The combination of the experience of the fight for the vote and the sharp class conflict which had engulfed Britain from 1910-14 had radicalised Sylvia’s politics, in a period known as the Great Unrest. As George Dangerfield says in his account of the period, The Strange Death of Liberal England, parliamentary democracy was experiencing ‘what looks very like nervous breakdown’. [7] A fearful Lloyd George described how ‘revolt was spreading like foot and mouth disease.’ However, as Sylvia’s ideas developed, so Christabel Pankhurst, who was by now living in Paris, became increasingly right wing in this period. She could no longer stand Sylvia’s association with left wingers and socialists. Sylvia was summoned to Paris and forced out of the WSPU.

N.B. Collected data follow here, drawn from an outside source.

PR #512, opened 2017-04-10
Execute module unload first then module load.

### LINKED ISSUE #511: The module and module_unload commands (supported in Shell, ALPS, and SLURM) execute in the wrong order
The module and module_unload commands (supported in Shell, ALPS, and SLURM) execute in the wrong order.

This causes the attempt to load to fail because you can not have more than one mpi environment module loaded.

noahv:
Fixes #511.

### DIFF
--- a/pylib/Tools/Build/Shell.py
+++ b/pylib/Tools/Build/Shell.py
@@ -179,18 +179,6 @@ class Shell(BuildMTTTool):
 
         # check to see if they specified a module to use
         # where the compiler can be found
-        usedModule = False
-        try:
-            if cmds['modules'] is not None:
-                status,stdout,stderr = testDef.modcmd.loadModules(cmds['modules'], testDef)
-                if 0 != status:
-                    log['status'] = status
-                    log['stderr'] = stderr
-                    return
-                usedModule = True
-        except KeyError:
-            # not required to provide a module
-            pass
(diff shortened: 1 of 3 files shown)


rhc54:
Just for my own clarity: this basically requires that someone list the modules to unload and to load for a given stage, yes? If true, I suppose it would be nice, but probably too difficult, to detect that a new module is going to conflict with one that was previously loaded and automatically do the unload.

That said, it strikes me that I had tried to always unload any module that was loaded for a given stage. So is this change required for dealing with modules that were loaded before the MTT run was started? I guess we didn't provide a way of "unloading" things, did we - oops 🤦‍♂️

noahv:
For the plugins I mentioned (ALPS, SLURM, Shell) I did add support for requesting a specific module be unloaded in a previous patch.  

That support also includes re-loading that module once the stage completes.

There are a few MTT plugins which don't have the unload support (Autotools, AlreadyInstalled, Git). 
 
How about we add an enhancement that adds module_unload support to those modules and in that same enhancement request we can also add the requirement to automatically check for and resolve conflicts?

I agree that we would want to automatically detect conflicts to make the user experience better.  That said, can we push this patch?

rhc54:
Oh sure - please go ahead and commit. I was just thinking aloud about the overall issue you were addressing.

Issue #513, opened 2017-04-10
Compiler version sometimes doesn't fit inside database


ribab:
In "Compilers.py", the compiler version logged is simply the entire output of typing `cc --version` (or whatever equivalent of `cc` for version of compiler used).

The issue is sometimes the output of the above command was longer than 64 bytes and doesn't fit into the database. For example, the output of intel compiler `icc --version` is this:

$ icc --version
icc (ICC) 17.0.1 20161005
Copyright (C) 1985-2016 Intel Corporation.  All rights reserved.

$ icc --version | wc -c
92

which is larger than 64 bytes.

PR #514, opened 2017-04-10
Fixes Issue #513: Compiler version truncated to fit in database variable

ribab:
The compiler version was sometimes longer than 64 bytes (depending on the version, sometimes copyright information and other types of information were also included).
Truncating the compiler version to be max 64 bytes allows it to always fit within the database while still capturing enough information to determine compiler version.

Another thing that was fixed was that exit_value was sometimes not logged to DB. I fixed this by adding some more conditionals to ensure that exit_value is always logged.

### DIFF
--- a/pylib/Stages/Reporter/IUDatabase.py
+++ b/pylib/Stages/Reporter/IUDatabase.py
@@ -288,6 +288,8 @@ class IUDatabase(ReporterMTTStage):
                             data['exit_value'] = int(lgerr.split("[Errno ")[1].split("]")[0])
                         except:
                             data['exit_value'] = -1
+                    else:
+                        data['exit_value'] = -1
                 else:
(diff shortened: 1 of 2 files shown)


rhc54:
Don't you just want to grab the first line of the output, and then constrain that to 64 bytes?

ribab:
I wasn't sure if the version is always in the first line. If that's the case then that would work great

rhc54:
It is always on the first line for the compilers I quickly checked:
```shell
$ icc --version
icc (ICC) 14.0.3 20140415
$ gcc --version
gcc (GCC) 6.1.0
```
I think I'd go with that until someone proves otherwise - @jjhursey do the xlc compilers adhere to that practice?

ribab:
I changed it to grab only the first line.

Christabel and her mother dropped the fight for the vote to devote all their time to being avid supporters of the First World War, but Sylvia Pankhurst’s paper became a major anti-war publication. In Britain such a stand took great courage. Many other socialists kept their views quiet when faced with the First World War. By 1916 Sylvia had changed the name of the East London Federation of Suffragettes to the Workers’ Suffrage Federation, campaigning for ‘social and economic freedom for the people’. [8] But the event which had the greatest impact on Sylvia Pankhurst’s ideas was the Russian Revolution of 1917. She greeted the revolution with enthusiasm and this was reflected in her paper.

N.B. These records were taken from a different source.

PR #518, opened 2017-04-25
Any delimiter (not just ":") can now be used in INI files

ribab:
Code before required ":" to be used as a delimiter between stage and name. Based on how the information was stored in the log, the delimiter didn't make sense. Also, the title (title=stage+name) with ":" in it was causing an issue with some makefiles. This fix provides freedom in title naming.

[MTTDefaultsIsAVeryCoolStage] is now a valid title.

[TestRun--projectAwesome] is also now a valid title.

As well as [TestGet:GrabMyFiles]

### DIFF
--- a/pylib/Stages/Reporter/IUDatabase.py
+++ b/pylib/Stages/Reporter/IUDatabase.py
@@ -128,7 +128,8 @@ class IUDatabase(ReporterMTTStage):
 
         data = {}
 
-        profile = testDef.logger.getLog('Profile:Installed')
+        profile = [lg for lg in testDef.logger.getLog(None) if 'Profile' in lg['section'] and 'Installed' in lg['section']][0]
+#        profile = testDef.logger.getLog('Profile:Installed')
         metadata = {}
         metadata['client_serial'] = client_serial
         metadata['hostname'] = "\n".join(profile['profile']['nodeName'])
--- a/pylib/Stages/Reporter/IUDatabase.py
+++ b/pylib/Stages/Reporter/IUDatabase.py
@@ -129,7 +129,6 @@ class IUDatabase(ReporterMTTStage):
         data = {}
 
         profile = [lg for lg in testDef.logger.getLog(None) if 'Profile' in lg['section'] and 'Installed' in lg['section']][0]
-#        profile = testDef.logger.getLog('Profile:Installed')
         metadata = {}
         metadata['client_serial'] = client_serial
         metadata['hostname'] = "\n".join(profile['profile']['nodeName'])
@@ -212,8 +211,6 @@ class IUDatabase(ReporterMTTStage):
         # For now assume that we only had one test_build submitted
         # and all of the tests that follow are from that test_build
         common_data['test_build_id'] = test_info['test_build_id']
-
-        #import pdb; pdb.set_trace()
 
         for trun in (lg['testresults'] if 'testresults' in lg else [lg]):
             data = {}
@@ -517,7 +514,7 @@ class IUDatabase(ReporterMTTStage):
         options = None
 
         # get the system profile
-        profile = logger.getLog('Profile:Installed')['profile']
+        profile = [lg for lg in testDef.logger.getLog(None) if 'Profile' in lg['section'] and 'Installed' in lg['section']][0]
         if profile is None:
             print("Error: Failed to get 'profile'")
             return None
--- a/pylib/Tools/Executor/sequential.py
+++ b/pylib/Tools/Executor/sequential.py
@@ -80,12 +80,17 @@ class SequentialEx(ExecutorMTTTool):
                 # this section
                 if "SKIP" in title:
                     continue
+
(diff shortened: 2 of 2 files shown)


rhc54:
I'm scratching my head over this one. The separator was there so we could extract the name of the stage from the title, thus giving us a way to find the correct plugin for that stage. How does this happen now?

ribab:
Even before my change, the order at which the sections are ran has nothing to do with the colon. The sequential executor simply checks if the current stage name in the stage order exists within the section title; if it exists, the stage is executed.

I parse out the stage name by using the stage name as a delimiter instead of using the colon, and then rebuilding the stage name while keeping the "ASIS" keyword if it exists (since "ASIS" is checked for later).

((In the code, variable "step" is the stage name and variable "title" is the section title))

ribab:
Deleted last comment since I misunderstood your question

* The name of the stage is given in "testDef.loader.stageOrder" (called "step" in the code)
* Stage is parsed out using the stage name given as the delimiter rather than using colon as the delimiter

rhc54:
So you look for the start of the title to match a stage name, yes? It should be okay.

FWIW: I don't know if the code changed, but the way it used to work was that we executed the stages in the priority ordering given in testDef when it loads the configuration. I forget if it went from low-to-high or the other way around, but we read all the stages in and then executed them in stage order. Within a given stage, we would execute them in the order they were given.

So if you had multiple ```StageFoo:xxx``` entries, where xxx was the title of the specific StageFoo entry, then we would execute those in the order of appearance in the .ini file. However, all the StageFoo entries would execute after StageBar, regardless of ordering in the file, if StageBar was configured to have precedence.

HTH  
Ralph

rhc54:
Actually, that may be the combinatorial executor I described - I seem to recall making a design decision that the sequential executor just did things in order of appearance.

jsquyres:
Just curious: what's the need for this?  I don't object, but it does seem to be spurious.  I.e., what's the need for `[MTTDefaultsIsAVeryCoolStage]` to be a valid title?  Doing a regular expression based on `:` was simple, easy to read, and guaranteed easy-to-read INI files.

Additionally, please squash your two commits together before merging to master.  It's a little weird to commit a mistake, then add a commit to fix the mistake, and then commit both of those (including the initial mistake) to master when it could have been fixed on the PR ahead of time.

Thank you!

rhc54:
Apparently, someone had a problem in their environment with the colon. Surprising to me, and perhaps a little more detail as to why it occurred would be helpful. Personally, I prefer having a delimiter as I agree it makes it easier to read.

noahv:
Yeah, when trying to build [https://github.com/linux-test-project/ltp](url) tests which use Autotools we ran into trouble with the ":" in the path.  Autotools can be challenging to debug so we went with this instead.

```
root@pluto1:/home/test/testit/TestGet:LTP/ltp-full-20170116 # make
/home/test/testit/TestGet:LTP/ltp-full-20170116/include/mk/automake.mk:108: *** target pattern contains no '%'.  Stop.
root@pluto1:/home/test/testit/TestGet:LTP/ltp-full-20170116 # 
```
Here is that line in the automake.mk
```
$(AUTOGENERATED_FILES): $(top_builddir)/config.status
        $(SHELL) $^
```
We can dig further into this if needed ...

jsquyres:
Ah, I see.

In the perl client, I'm pretty sure we `s/:/_/g` in the filename version of the section names to avoid that kind of path problem.

FWIW, what if my INI file still uses a `:` -- is that still going to be a problem in some environments?  Because if so, you should either do the `s/:/_/g` trick, or you should prohibit using `:` altogether (keeping in mind that this introduces an incompatibility with the Perl client -- which is not the end of the world, but it is another thing that Perl client users [like me!] will need to do to someday switch over to the python client).

rhc54:
I'm puzzled - why would this create a conflict? The autotools should only be parsing the test suite, not the Python plugins or main code, nor the .ini files. Is the problem more likely that there is an error in the code trying to build those tests?

For example, I see that your path includes the stage title, including the colon. So if we just do the sub @jsquyres suggests, then the problem goes away, yes? I would definitely prefer that solution.

jsquyres:
@rhc54 I think it's not actually an Autotools conflict -- it's a combination of two things:

1. The Python client made a directory with a `:` in it.
1. That directory was used as part of a larger filename to the left hand side of a Makefile `target: dependencies` line, hence the `:` in the target specification filename became a problem (i.e., there were two `:`'s on the line, and `make` went "Huh?")

I think the real solution is to ensure that the Python client never makes a directory with a `:` in it.

ribab:
I'm working on making ":" = "_" in path. It will be a new pull request.

ribab:
Hi @jsquyres , I made ":" = "_" in path. Take a look at pull request https://github.com/open-mpi/mtt/pull/527

jsquyres:
@ribab Cool.  Does that make this PR moot?

ribab:
@jsquyres Yea this PR is moot now. I'm going to close.

PR #519, opened 2017-04-26
Test list implemented for TestRun plugins

ribab:
SLURM.py, OpenMPI.py, and ALPS.py now have a "test_list" option which specifies a list of tests to run. The list is of filenames (no paths).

’Our eager hopes are for the speedy success of the Bolsheviks of Russia: may they open the door which leads to freedom for the people of all lands!’ she wrote in 1917. [9] In 1917 she again renamed the paper. Instead of the Woman’s Dreadnought it became the Workers’ Dreadnought. By 1918 Sylvia was promoting the idea of workers’ councils and she set up the People’s Russian Information Bureau. Her efforts made available in Britain the writings of Russian revolutionaries like Lenin, Trotsky and Kollontai, as well as work by the German socialist Clara Zetkin. In 1919 Sylvia was actively working within the ‘Hands Off Russia’ campaign to stop the blockade of revolutionary Russia by Allied troops.
She clearly understood the impact of the revolution on politics in Britain. Here she explains how that revolutionary wave was key in women winning the vote after the First World War: ‘It is interesting to observe that the legal barriers to women’s participation in Parliament and its elections were not removed until the movement to abolish Parliament altogether had received the strong encouragement of witnessing the overthrow of Parliamentary Government in Russia and the setting up of Soviets.’ [10] There is no doubt Sylvia was an important figure in the socialist movement in Britain. She played a part in the negotiations of 1919-20 to form a Communist Party in this country.
To explain Sylvia’s ideas during this period it is necessary to say something about the nature of the left in Britain. The main socialist organisations included sections of the ILP, the British Socialist Party, the Socialist Labour Party and the Scottish Shop Stewards Movement. All the small Marxist organisations in Britain at this time, with their long history of sectarianism, spent months arguing about fusing to become a Communist Party – along the lines of the Bolshevik Party in Russia. The unity negotiations foundered. Sylvia was not alone when she refused to agree with Lenin’s argument that the new Communist Party should apply for affiliation to the Labour Party. However, unlike today, the Labour Party was then made up of different affiliated groups and organisations.
Although on the surface a great gulf separated the politics and practice of the likes of Willie Gallacher of the Scottish Shop Stewards Movement and Sylvia Pankhurst, both reached the same conclusions on the question of the Labour Party.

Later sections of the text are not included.